Joe Heim and Docs Okie Quixote at the 1984 Super Stakes
Few in the history of the NCHA emerged to the top quite like Docs Okie Quixote.

Docs Okie Quixote a Superfly Gent if there ever was one

If anybody had any doubts about Docs Okie Quixote, the National Cutting Horse Futurity Association Futurity champion only months earlier, those were all erased when he followed it up with a convincing triumph at the Super Stakes in 1984.

And if that weren’t enough, he won the Derby later in the year to become the second horse to capture the Triple Crown, all three of the NCHA’s major aged events. 

“He’s a much more mature horse than he was six months ago,” said trainer Joe Heim after the Super Stakes victory, which he won with a 222 in the finals. “He’s just the best I’ve ever had. He’s got everything — expression, style, athletic ability.”

Docs Okie Quixote, owned by Heim’s wife, Joice, was sired by Doc Quixote and was out of Jimmette Too, a daughter of Johnny Tivio by Poco Tivio. Joe Heim purchased Jimmette Too as a 5-year-old for Joice and because he owned a share of Doc Quixote, decided to breed the mare to the stallion.

Heim said Docs Okie Quixote was the best Futurity colt he ever had, and even though he felt he had a chance to win, he didn’t want to say anything because too many things can happen.

“You just know you have a great prospect and the opportunity,” he said. “The more experienced you are, you don’t go to win first place. You go to present a run [to the judges]. If it doesn’t work, you’ll be back.”

Then, after posting an impressive win at the Super Stakes, Heim said he didn’t feel added pressure going for No. 3 at the Derby.

“There may have been some doubters after the Futurity as to how good a horse he was, but I think after he won the Super Stakes, there weren’t any doubters,” he said.

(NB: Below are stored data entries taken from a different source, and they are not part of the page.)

PR #71, opened 2019-05-18
return Future<Void> instead of Void

jonnymacs:
so clients can chain off the response and catch errors

forgive the lack of test, this is tough to test without calling out to aws...

### DIFF
--- a/Sources/AWSSDKSwiftCore/AWSClient.swift
+++ b/Sources/AWSSDKSwiftCore/AWSClient.swift
@@ -146,8 +146,8 @@ extension AWSClient {
                 return try self.createNioRequest(awsRequest)
             }.then { nioRequest in
                 return self.invoke(nioRequest)
-            }.map { response in
-                return
+            }.thenThrowing { response in
+                return try self.validateCode(response: response)
             }
     }
 
@@ -162,8 +162,8 @@ extension AWSClient {
                 return try self.createNioRequest(awsRequest)
             }.then { nioRequest in
                 return self.invoke(nioRequest)
-            }.map { response in
-                return
+            }.thenThrowing { response in
+                return try self.validateCode(response: response)
             }
     }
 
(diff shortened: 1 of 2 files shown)


jonnymacs:
@jonnymacs @adam-fowler the more I think about it, it makes sense to get this in before cutting a 3.0 branch of the main sdk. This introduces an interface change and requires a rebuild of code and the docs. Since that's fresh in my scope right now I'll hold on cutting that tag until this gets a review.

Sources/AWSSDKSwiftCore/AWSClient.swift
```diff
@@ -158,9 +160,11 @@ extension AWSClient {
                     httpMethod: httpMethod
                 )
                 return try self.createNioRequest(awsRequest)
-            }.whenSuccess { nioRequest in
-                _ = self.invoke(nioRequest)
-          }
+            }.then { nioRequest in
+                return self.invoke(nioRequest)
+            }.map { response in
```
Yasumoto: Why not return back the response instead of Void?

jonnymacs: hmm...

I thought about that. my reason not to was b/c the api spec says there is no output...

ex:

```
"AddTagsToCertificate":{
      "name":"AddTagsToCertificate",
      "http":{
        "method":"POST",
        "requestUri":"/"
      },
      "input":{"shape":"AddTagsToCertificateRequest"},
      "errors":[
        {"shape":"ResourceNotFoundException"},
        {"shape":"InvalidArnException"},
        {"shape":"InvalidTagException"},
        {"shape":"TooManyTagsException"}
      ]
    }
```

vs with an output

```
"DescribeCertificate":{
      "name":"DescribeCertificate",
      "http":{
        "method":"POST",
        "requestUri":"/"
      },
      "input":{"shape":"DescribeCertificateRequest"},
      "output":{"shape":"DescribeCertificateResponse"},
      "errors":[
        {"shape":"ResourceNotFoundException"},
        {"shape":"InvalidArnException"}
      ]
    }
```

So, if we return a NIO Response, are we conforming the the spec?

jonnymacs: oh and credit to @adam-fowler b/c he saw this and mentioned it in one of the other PRs :)

adam-fowler: @Yasumoto Surely, the only time you need the response is when there is an error. This can be dealt with in the same way as errors are dealt with for operations that return a non void response. See my comment above

jonnymacs:
@adam-fowler cool. just forced a push here - I missed passing `members:` into validateCode for the interfaces with output. but yeah, i will rebuild the code in the parent for this. I think tagging with @discardableResult makes sense as well.

PR #72, opened 2019-05-18
Nio2.0

adam-fowler:
Changes to get code running with swift-nio 2.0 and swift 5


adam-fowler:
@foulkesjohn

jonnymacs:
What are the requirements for nio2? swift5? will it run on ubuntu 16? These are some considerations. I recall an idea to maintain backward compatibility but if we can address with versioning then that's fine with me. Just need to make sure the Readme is clear on how to select a version.

Yasumoto:
Hm, good point. I was thinking we just do a clean-break, but we could use the [`swift()` compiler conditional](https://docs.swift.org/swift-book/ReferenceManual/Statements.html#grammar_compiler-control-statement) to use NIO2 only for > swift 5.

I think that’s a bit of extra maintenance burden, but maybe worth not needing to rev version numbers for a while?

adam-fowler:
@Yasumoto I've been running with this for the last month or so. It all seems in order. Moving to nio 2.0 generally meant a syntax change. There wasn't any functionality changes for us. There is an equivalent aws-sdk-swift branch nio2.0 which has a few swift 5 fixes in it.

I'm away for next 12 days so it is your call if you want it in now. And yes it would need a major version bump.

Yasumoto:
@adam-fowler totally makes sense! The only reason for the conditionals is we can support folks who haven’t upgraded to NIO2 yet without leaving them behind for a bit. I think it’s worth it to wrap these changes in the compiler conditionals for others who haven’t upgraded just yet... since you’re traveling would you be okay if someone merged those on top of your changes in this PR? (It doesn’t sound like there’s strong disagreement with maintaining backward compatibility, if there is then i’m In favor of just merging as-is!)

adam-fowler:
@Yasumoto I'm quite happy for someone else to take on the conditional work and merge it on top of my branch. 

Do we need to maintain swift 4.1 backwards compatibility as well?

adam-fowler:
> @adam-fowler totally makes sense! The only reason for the conditionals is we can support folks who haven’t upgraded to NIO2 yet without leaving them behind for a bit. I think it’s worth it to wrap these changes in the compiler conditionals for others who haven’t upgraded just yet... since you’re traveling would you be okay if someone merged those on top of your changes in this PR? (It doesn’t sound like there’s strong disagreement with maintaining backward compatibility, if there is then i’m In favor of just merging as-is!)

How would we optionally wrap the ```// swift-tools-version:5.0``` at the top of Package.swift? Are we just going to ask people to edit this locally? If so how will we get Travis to do a build testing the swift 4.2 build.

I can wrap the other changes in ```#if swift(>=5.0)```. There is a good chance we would have to repeat large blocks of code though. The nio EventLoopFuture calls .then() tend to chained together.

We could do something like this I guess
```
#if swift(<5.0)
extension EventLoopFuture {
    func flatMap<NewValue>(file: StaticString = #file, line: UInt = #line, _ callback: @escaping (T) -> EventLoopFuture<NewValue>) {
        then(file:file, line:line, callback)
    }
}
#endif
```
Really not keen on this though.

Personally I would prefer two branches.

Sources/AWSSDKSwiftCore/HMAC.swift
```diff
@@ -6,19 +6,18 @@
...
 //
 
-import Foundation
-import CNIOOpenSSL
+import CNIOBoringSSL
 
 func hmac(string: String, key: [UInt8]) -> [UInt8] {
     var context = HMAC_CTX()
-    HMAC_Init_ex(&context, key, Int32(key.count), EVP_sha256(), nil)
+    CNIOBoringSSL_HMAC_Init_ex(&context, key, key.count, CNIOBoringSSL_EVP_sha256(), nil)
```
kylebrowning: You probably don't want to use BOringSSL from NIO because its API will definitely be broken in the future. cc @weissi

adam-fowler: Hmmm, using the BoringSSL implementation means we don't need to link in another SSL lib. What are the plans that are going to break the API in the future?

kylebrowning: Im not sure, but most of the NIO team Ive talked to when they have reviewed my PRs, basically say 100% we shouldn't be using it. Heres one explanation. https://forums.swift.org/t/discussion-nioapns-nio-based-apple-push-notification-service/23384/11?u=kylebrowning

weissi: As @kylebrowning is pointing out, please definitely don't use NIO's internal modules. The only public API is what's exported by the [Package.swift](https://github.com/apple/swift-nio-ssl/blob/master/Package.swift#L30) as `.library` targets which for `swift-nio-ssl` is just `NIOSSL`.

That we are vending BoringSSL is literally just an implementation detail and the API does change a lot. We have (I think 3 times now) re-namespaced BoringSSL and BoringSSL itself _does not have_ a public API. So it's not us being unhelpful it's that BoringSSL doesn't have an API.

[BoringSSL](https://boringssl.googlesource.com/boringssl/) also documents that fact itself:

> Although BoringSSL is an open source project, it is not intended for general use, as OpenSSL is. We don't recommend that third parties depend upon it. Doing so is likely to be frustrating because there are no guarantees of API or ABI stability.
>
> Programs ship their own copies of BoringSSL when they use it and we update everything as needed when deciding to make API changes. This allows us to mostly avoid compromises in the name of compatibility. It works for us, but it may not work for you.

adam-fowler: ok, will look for an alternative

adam-fowler: @weissi are we ok to use swift-nio-ssl-support.git to load libressl, or should we just implement our own?

weissi: @adam-fowler yes, that's totally acceptable. Rule of thumb: Everything officially exported by a `Package.swift` is fine and `swift-nio-ssl-support` basically exports the system's libssl to you.

Andrea-Scuderi:
Hi @adam-fowler,
I've fixed this branch to work with swift 5.1. If you like I can add PR to the branch `nio2.0`

The solution is compatible with swift 5.0 as it uses `canImport(...)`.

https://github.com/Andrea-Scuderi/aws-sdk-swift-core/tree/nio2.0-swift5.1
and
https://github.com/Andrea-Scuderi/aws-sdk-swift/tree/nio2.0-swift5.1 (Cherry pick only the last commit)

adam-fowler:
Hi @Andrea-Scuderi, I’m currently on holiday. Is this something that’ll be needed on the master branch as well? If so could you make a pull request to there first.

PR #77, opened 2019-06-07
Nil payload

adam-fowler:
Output an empty body when there is payloadPath but the payloadBody is nil

Found another small issue, we were outputting the full body when a payloadPath pointed to an optional variable and that variable was nil.


jonnymacs:
this probably needs to be rebased after the encoder addition?

adam-fowler:
done

adam-fowler:
seems I missed the DictionaryDecoder changes, merged now

PR #83, opened 2019-06-10
Dictionary Encoder

adam-fowler:
- Based on the latest JSON encoder/decoder code.
- Use encoder to generate dictionary to extract json payload, instead of encoding JSON, decoding to a dictionary.


adam-fowler:
This also fixes https://github.com/swift-aws/aws-sdk-swift-core/issues/78

PR #555, opened 2023-06-20
Use Async calls from AsyncHTTPClient

adam-fowler:
This was complex. Trying to return back the AsyncSequence from AHC in a generic way until I found `AnyAsyncSequence` in AHC. This simplified passing the body back from AHC through my own types.
- Added `AnyAsyncSequence` as a generic method for passing AsyncSequences about.
- Added `ByteBufferAsyncSequence` as a way to convert a `ByteBuffer` into an `AsyncSequence` of `ByteBuffer` slices.
- Added `HTTPBody` to hold response payloads. This'll probably be also used in requests but I haven't got to that yet. If so I'll rename back to `AWSPayload` for some consistency. The `HTTPBody` no longer defines the type of data it holds (eg xml, json, raw data) this data is got from the serviceProtocol

Streaming requests and response currently don't work, so related code and tests may be commented out


Tests/SotoCoreTests/AWSClientTests.swift
```diff
@@ -261,217 +261,217 @@ class AWSClientTests: XCTestCase {
...
-                let response = AWSTestServer.Response(httpStatus: .ok, headers: [:], body: nil)
-                return .result(response)
-            }
-
-            try await responseTask
-        } catch {
-            XCTFail("Unexpected error: \(error)")
-        }
-    }
+    /*    func testRequestStreaming() async throws {
```
0xTim, line 264: Is this to be added back in or deleted?

Tests/SotoCoreTests/AWSClientTests.swift
```diff
@@ -746,101 +746,101 @@ class AWSClientTests: XCTestCase {
...
-            var byteBuffer = ByteBufferAllocator().buffer(capacity: bufferSize)
-            byteBuffer.writeBytes(data)
-            let response = AWSTestServer.Response(httpStatus: .ok, headers: ["test": "TestHeader"], body: byteBuffer)
-            return .result(response)
-        })
-
-        _ = try await responseTask
-        XCTAssertEqual(countAtomic.load(ordering: .relaxed), 0)
-    }
+    /* func testStreamingResponse() async {
```
0xTim, line 749: As above

Sources/SotoCore/HTTP/AsyncHTTPClient.swift
```diff
@@ -27,103 +27,41 @@ extension AsyncHTTPClient.HTTPClient {
...
-        timeout: TimeAmount,
-        on eventLoop: EventLoop? = nil,
+        on eventLoop: EventLoop,
         logger: Logger,
         stream: @escaping AWSResponseStream
-    ) async throws -> AWSHTTPResponse {
-        let eventLoop = eventLoop ?? self.eventLoopGroup.any()
-        return try await self.execute(request: request, timeout: timeout, on: eventLoop, logger: logger, stream: stream).get()
+    ) async throws -> HTTPClientResponse {
+        preconditionFailure("Not supported")
```
0xTim, line 65: Should we just remove this if it's not supported?

Sources/SotoCore/HTTP/AsyncHTTPClient.swift
```diff
@@ -27,103 +27,41 @@ extension AsyncHTTPClient.HTTPClient {
...
-            requestBody = .stream(length: reader.contentSize) { writer in
-                return writer.write(reader: reader, on: eventLoop)
-            }
-        case .empty:
+            requestBody = .bytes(byteBuffer)
+        /* case .asyncSequence(let sequence, let length):
+         requestBody = .stream(
+             sequence,
+             length: length.map { .known($0) } ?? .unknown
+         ) */
```
0xTim, line 41: Commented out code

Tests/SotoCoreTests/AWSClientTests.swift
adam-fowler: I should have made it clear streaming requests/responses don't work yet. They will the subject of the next few PRs. So I commented out the tests that would fail and will uncomment them as features are implemented.

Tests/SotoCoreTests/AWSClientTests.swift
adam-fowler: see above

Sources/SotoCore/HTTP/AsyncHTTPClient.swift
adam-fowler: It will get removed in the next PR. Currently it a stub used by another section of code

Sources/SotoCore/HTTP/AsyncHTTPClient.swift
adam-fowler: This is commented out while streaming requests don't work. It will be re-instated when I get them working

adam-fowler:
Fixed the tests. There was a weird interaction between the test server which can only receive one request at a time and me not flush the response body when I don't expect one

PR #558, opened 2023-06-22
7.x.x: Response streaming

adam-fowler:
Replace old streaming functions that call a closure with an AsyncSequence (currently HTTPBody) added to the output type.

### DIFF
--- a/Sources/SotoCore/Message/AWSResponse.swift
+++ b/Sources/SotoCore/Message/AWSResponse.swift
@@ -32,8 +32,8 @@ public struct AWSResponse {
     /// initialize an AWSResponse Object
     /// - parameters:
     ///     - from: Raw HTTP Response
-    ///     - serviceProtocol: protocol of service (.json, .xml, .query etc)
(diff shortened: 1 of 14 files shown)


Sources/SotoCore/Message/AWSResponse.swift
```diff
@@ -27,50 +27,25 @@ public struct AWSResponse {
...
     public var headers: HTTPHeaders
     /// response body
-    public var body: Body
+    public var body: HTTPBody
 
     /// initialize an AWSResponse Object
     /// - parameters:
     ///     - from: Raw HTTP Response
     ///     - serviceProtocol: protocol of service (.json, .xml, .query etc)
     ///     - raw: Whether Body should be treated as raw data
```
0xTim, line 36: These need updating

0xTim (approved):

Sources/SotoCore/Message/AWSResponse.swift
adam-fowler: done

PR #560, opened 2023-06-22
7.x.x: S3 Signed request streaming

adam-fowler:
I was shocked how easy this was to write after the pain I went through to write the original with EventLoops. It is just an AsyncSequence that wraps the original data stream AsyncSequence. Internally when I create the AsyncIterator I wrap the sequence in a `FixedSizeByteBufferAsyncSequence` so I can get a sequence of fixed sized ByteBuffers and then my iterator signs each of these individually.

This PR also a number of minor fixes I found while building Soto service files
- HTTPBody(asyncSequence:length) is now public
- Added a helper init function for `AWSResponseError`
- ByteBufferAsyncSequence is public (we removed the version from Soto)


Sources/SotoCore/AWSClient.swift
```diff
@@ -521,7 +521,7 @@ extension AWSClient {
         url: URL,
         httpMethod: HTTPMethod,
         headers: HTTPHeaders = HTTPHeaders(),
-        body: AWSPayload,
+        body: HTTPBody,
```
0xTim, line 524: Does the DocC comment need updating?

0xTim (approved):

Sources/SotoCore/AWSClient.swift
adam-fowler: No payload/body are basically same thing. Did you see my slack comment about renaming HTTPBody to AWSPayload?

PR #563, opened 2023-07-06
Fixes for when strict-concurrency is on

adam-fowler:


Package.swift
```diff
@@ -57,7 +57,8 @@ let package = Package(
                 .product(name: "NIOTransportServices", package: "swift-nio-transport-services"),
                 .product(name: "NIOFoundationCompat", package: "swift-nio"),
                 .product(name: "JMESPath", package: "jmespath.swift"),
-            ]
+            ],
+            swiftSettings: [.unsafeFlags(["-Xfrontend", "-warn-concurrency"])]
```
0xTim, line 61: Is this to make it easy to turn strict on? I think warn is the default right?

0xTim (approved):

Package.swift
adam-fowler: How are you turning strict on. This is how I thought it was done.

PR #564, opened 2023-07-10
Rename HTTPBody to AWSHTTPBody

adam-fowler:


adam-fowler:
This got merged with #565

PR #566, opened 2023-07-19
Add support for decoding event streams

adam-fowler:
See S3.SelectObjectContent, Lambda.InvokeWithResponseStream etc. You can see documentation on decoding these here https://docs.aws.amazon.com/AmazonS3/latest/API/RESTSelectObjectAppendix.html.

- Added an `AWSEventStream` type that reads from a base ByteBuffer async sequence.
- These buffers are passed to an EventStreamDecoder which decodes the headers and then passes payload onto relevant decoder.

Related PRs: https://github.com/soto-project/soto-codegenerator/pull/74, https://github.com/soto-project/soto/pull/686

### DIFF
--- a/Sources/SotoCore/Encoder/EventStreamDecoder.swift
+++ b/Sources/SotoCore/Encoder/EventStreamDecoder.swift
@@ -1,0 +1,218 @@
+//===----------------------------------------------------------------------===//
+//
+// This source file is part of the Soto for AWS open source project
+//
+// Copyright (c) 2023 the Soto project authors
+// Licensed under Apache License v2.0
+//
+// See LICENSE.txt for license information
+// See CONTRIBUTORS.txt for the list of Soto project authors
+//
+// SPDX-License-Identifier: Apache-2.0
+//
+//===----------------------------------------------------------------------===//
+
+import Foundation
+import NIOCore
+import SotoXML
+
+/// Event stream decoder. Decodes top level `:event-type` header and then passes the payload
+/// to another decoder based off the `:content-type` header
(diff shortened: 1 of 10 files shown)


Sources/SotoCore/Encoder/EventStreamDecoder.swift
```diff
@@ -0,0 +1,218 @@
...
+    func singleValueContainer() throws -> SingleValueDecodingContainer {
+        preconditionFailure("Single value containers are not supported")
+    }
+}
+
+/// Container used for passed event payload to decoders
+public struct EventDecodingContainer {
+    let payload: ByteBuffer
+
+    public func decodePayload() -> ByteBuffer {
```
0xTim, line 193: Minor nit - this has no DocC comments

Sources/SotoCore/Encoder/EventStreamDecoder.swift
```diff
@@ -0,0 +1,218 @@
...
+import Foundation
+import NIOCore
+import SotoXML
+
+/// Event stream decoder. Decodes top level `:event-type` header and then passes the payload
+/// to another decoder based off the `:content-type` header
+struct EventStreamDecoder {
+    public init() {}
+
+    public func decode<T: Decodable>(_ type: T.Type, from buffer: inout ByteBuffer) throws -> T {
```
0xTim, line 24: Do these need to be public if the type isn't?

0xTim (approved):
Minor nits about access control and doc comments but take or leave them

PR #567, opened 2023-07-19
Reduce exports from SotoSignerV4

adam-fowler:


0xTim (approved):
Reducing exports is always good - is there any reason why these are needed at all for v7?

adam-fowler:
> Reducing exports is always good - is there any reason why these are needed at all for v7?

I think it is a good idea to export the symbols my public APIs use. Makes it easier for the end user.

0xTim:
Oh completely agree - are things like ByteBuffer going to be part of the public API though?

(This is a more general question as opposed to being specifically about this PR, I know removing all the future APIs is a multi step process)

adam-fowler:
ByteBuffer is part of the public API. I don't think that is going to change. Unless we get the bag of bytes type in the sodlib

0xTim:
🤦‍♂️ travel brain getting futures and byte buffers mixed up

In addition to his 222 at the Super Stakes, he posted a winning 219 at the Futurity and a 221.5 at the Derby.

Docs Okie Quixote ended his show career as one of the top earners ever in the cutting pen at $635,707 in lifetime earnings.

The story, as we know, ended in tragedy. The stallion died in 1986 from complications from colic surgery shortly after his first foal crop.

“It was a gift of life in an event you appreciate and always will remember,” Heim said later of the Triple Crown. “The chances of duplicating it are like lightning hitting in the same spot.”